■ What the task asks
Each entry below is to be duplicated precisely.

*** Opening Excerpted records ***

PR #369, opened 2018-06-06
js styles for Avatar

chrismohr:


src/components/Avatar/Avatar.tsx
```diff
@@ -62,54 +61,32 @@ export interface AvatarProps extends BaseComponentProps {
...
-
-    const badge = badgeContent && <div className={`y-avatar--badge y-avatar__size-${size}--badge`}>{badgeContent}</div>;
+    const {
+      badgeContent,
+      imageUrl,
+      name,
+      badgeDescription,
+      size = AvatarSize.MEDIUM,
+      imageShouldFadeIn = false,
+      borderType = BorderType.ROUND,
```
chrismohr: replaced defaultProps with assignments to avoid untestable conditionals

src/components/Icon/Icon.css
```diff
@@ -45,3 +45,7 @@
   width: 1rem;
   top: 0.1rem;
 }
+
+.y-avatar--badge > .y-icon {
+  top: 0;
+}
```
chrismohr: Moved this here for now. I think this needs to be addressed with https://github.com/Microsoft/YamUI/issues/327

src/components/SuggestionsList/__snapshots__/SuggestionsListItem.test.tsx.snap
```diff
@@ -43,8 +41,6 @@ exports[`<SuggestionsListItem /> when isSelected=true renders as expected 1`] =
   <MediaObject
     imageContent={
       <Avatar
-        borderType="round"
-        imageShouldFadeIn={false}
```
chrismohr: I don't fully understand how having these in Avatar's default props resulted them being in the snapshot here.

swese44: that's just how snapshots work for all React components, it'll always show default props

src/components/Icon/Icon.css
swese44: sounds good. could you add a comment above it referencing #327?

src/components/Avatar/Avatar.styles.ts
```diff
@@ -0,0 +1,48 @@
...
+import { IPersonaCoinStyleProps, IPersonaCoinStyles } from 'office-ui-fabric-react/lib/PersonaCoin';
+import { AvatarSize, BorderType } from './Avatar';
+import { borders } from '../../util/styles/borders';
+
+export interface AvatarStyleProps {
+  borderType: BorderType;
+  size: AvatarSize;
+}
+
+export const getPersonaCoinGetStylesFunction = (
```
swese44: 1. should we memoize **all** getStyles functions? is it a problem to create new object instances on every render cycle?
2. can we use a better name here, maybe `getPersonalCoinSyltes`?

chrismohr: I hear what you're saying. I'm wondering if you noticed that it returns a "getStyles" function, rather than the actual style object.  We pass it as a function to the fabric component, where it get's invoked with the `IPersonaCoinStyleProps`. 

I'm unsure if memoizing would be the right thing to do here, seems to me like it should maybe be a responsibility on the fabric side.

They allude to it here, but aren't yet doing it. 
https://github.com/OfficeDev/office-ui-fabric-react/blob/master/packages/utilities/src/classNamesFunction.ts#L14

src/components/Avatar/Avatar.css
```diff
@@ -1,62 +0,0 @@
...
-  width: 40px;
-}
-.y-avatar__size-small {
-  height: 32px;
-  width: 32px;
-}
-.y-avatar__size-xSmall {
-  height: 24px;
-  width: 24px;
-}
```
chrismohr: Seems these rules have no impact on our diffs.  @swese44 do you remember why we have them?

src/components/Avatar/Avatar.styles.ts
chrismohr: I was just thinking about this a bit more, and I think it does make sense to memoize.  I'm going to work on this a bit more.

src/components/Avatar/Avatar.css
swese44: Fabric upgrades have broken these dimensions a few times with margins and overflows, i feel we should continue to have these here

chrismohr: Ok.  I've added them back.  Would those regressions be tough to catch with visual diffs?

swese44: they'll be caught, but we'll have to re-add these css rules to fix them

swese44: i went through the file history and i think it was the nested image component which has broken in the past, and that css has been removed after the PersonaCoin refactor. feel free to remove, sorry for the churn :(

chrismohr: No problem. I'll remove the height and width from the root again.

*** Closing Excerpted records ***

■ Your solution
PR #369, opened 2018-06-06
js styles for Avatar

chrismohr:


src/components/Avatar/Avatar.tsx
```diff
@@ -62,54 +61,32 @@ export interface AvatarProps extends BaseComponentProps {
...
-
-    const badge = badgeContent && <div className={`y-avatar--badge y-avatar__size-${size}--badge`}>{badgeContent}</div>;
+    const {
+      badgeContent,
+      imageUrl,
+      name,
+      badgeDescription,
+      size = AvatarSize.MEDIUM,
+      imageShouldFadeIn = false,
+      borderType = BorderType.ROUND,
```
chrismohr: replaced defaultProps with assignments to avoid untestable conditionals

src/components/Icon/Icon.css
```diff
@@ -45,3 +45,7 @@
   width: 1rem;
   top: 0.1rem;
 }
+
+.y-avatar--badge > .y-icon {
+  top: 0;
+}
```
chrismohr: Moved this here for now. I think this needs to be addressed with https://github.com/Microsoft/YamUI/issues/327

src/components/SuggestionsList/__snapshots__/SuggestionsListItem.test.tsx.snap
```diff
@@ -43,8 +41,6 @@ exports[`<SuggestionsListItem /> when isSelected=true renders as expected 1`] =
   <MediaObject
     imageContent={
       <Avatar
-        borderType="round"
-        imageShouldFadeIn={false}
```
chrismohr: I don't fully understand how having these in Avatar's default props resulted them being in the snapshot here.

swese44: that's just how snapshots work for all React components, it'll always show default props

src/components/Icon/Icon.css
swese44: sounds good. could you add a comment above it referencing #327?

src/components/Avatar/Avatar.styles.ts
```diff
@@ -0,0 +1,48 @@
...
+import { IPersonaCoinStyleProps, IPersonaCoinStyles } from 'office-ui-fabric-react/lib/PersonaCoin';
+import { AvatarSize, BorderType } from './Avatar';
+import { borders } from '../../util/styles/borders';
+
+export interface AvatarStyleProps {
+  borderType: BorderType;
+  size: AvatarSize;
+}
+
+export const getPersonaCoinGetStylesFunction = (
```
swese44: 1. should we memoize **all** getStyles functions? is it a problem to create new object instances on every render cycle?
2. can we use a better name here, maybe `getPersonalCoinSyltes`?

chrismohr: I hear what you're saying. I'm wondering if you noticed that it returns a "getStyles" function, rather than the actual style object.  We pass it as a function to the fabric component, where it get's invoked with the `IPersonaCoinStyleProps`. 

I'm unsure if memoizing would be the right thing to do here, seems to me like it should maybe be a responsibility on the fabric side.

They allude to it here, but aren't yet doing it. 
https://github.com/OfficeDev/office-ui-fabric-react/blob/master/packages/utilities/src/classNamesFunction.ts#L14

src/components/Avatar/Avatar.css
```diff
@@ -1,62 +0,0 @@
...
-  width: 40px;
-}
-.y-avatar__size-small {
-  height: 32px;
-  width: 32px;
-}
-.y-avatar__size-xSmall {
-  height: 24px;
-  width: 24px;
-}
```
chrismohr: Seems these rules have no impact on our diffs.  @swese44 do you remember why we have them?

src/components/Avatar/Avatar.styles.ts
chrismohr: I was just thinking about this a bit more, and I think it does make sense to memoize.  I'm going to work on this a bit more.

src/components/Avatar/Avatar.css
swese44: Fabric upgrades have broken these dimensions a few times with margins and overflows, i feel we should continue to have these here

chrismohr: Ok.  I've added them back.  Would those regressions be tough to catch with visual diffs?

swese44: they'll be caught, but we'll have to re-add these css rules to fix them

swese44: i went through the file history and i think it was the nested image component which has broken in the past, and that css has been removed after the PersonaCoin refactor. feel free to remove, sorry for the churn :(

chrismohr: No problem. I'll remove the height and width from the root again.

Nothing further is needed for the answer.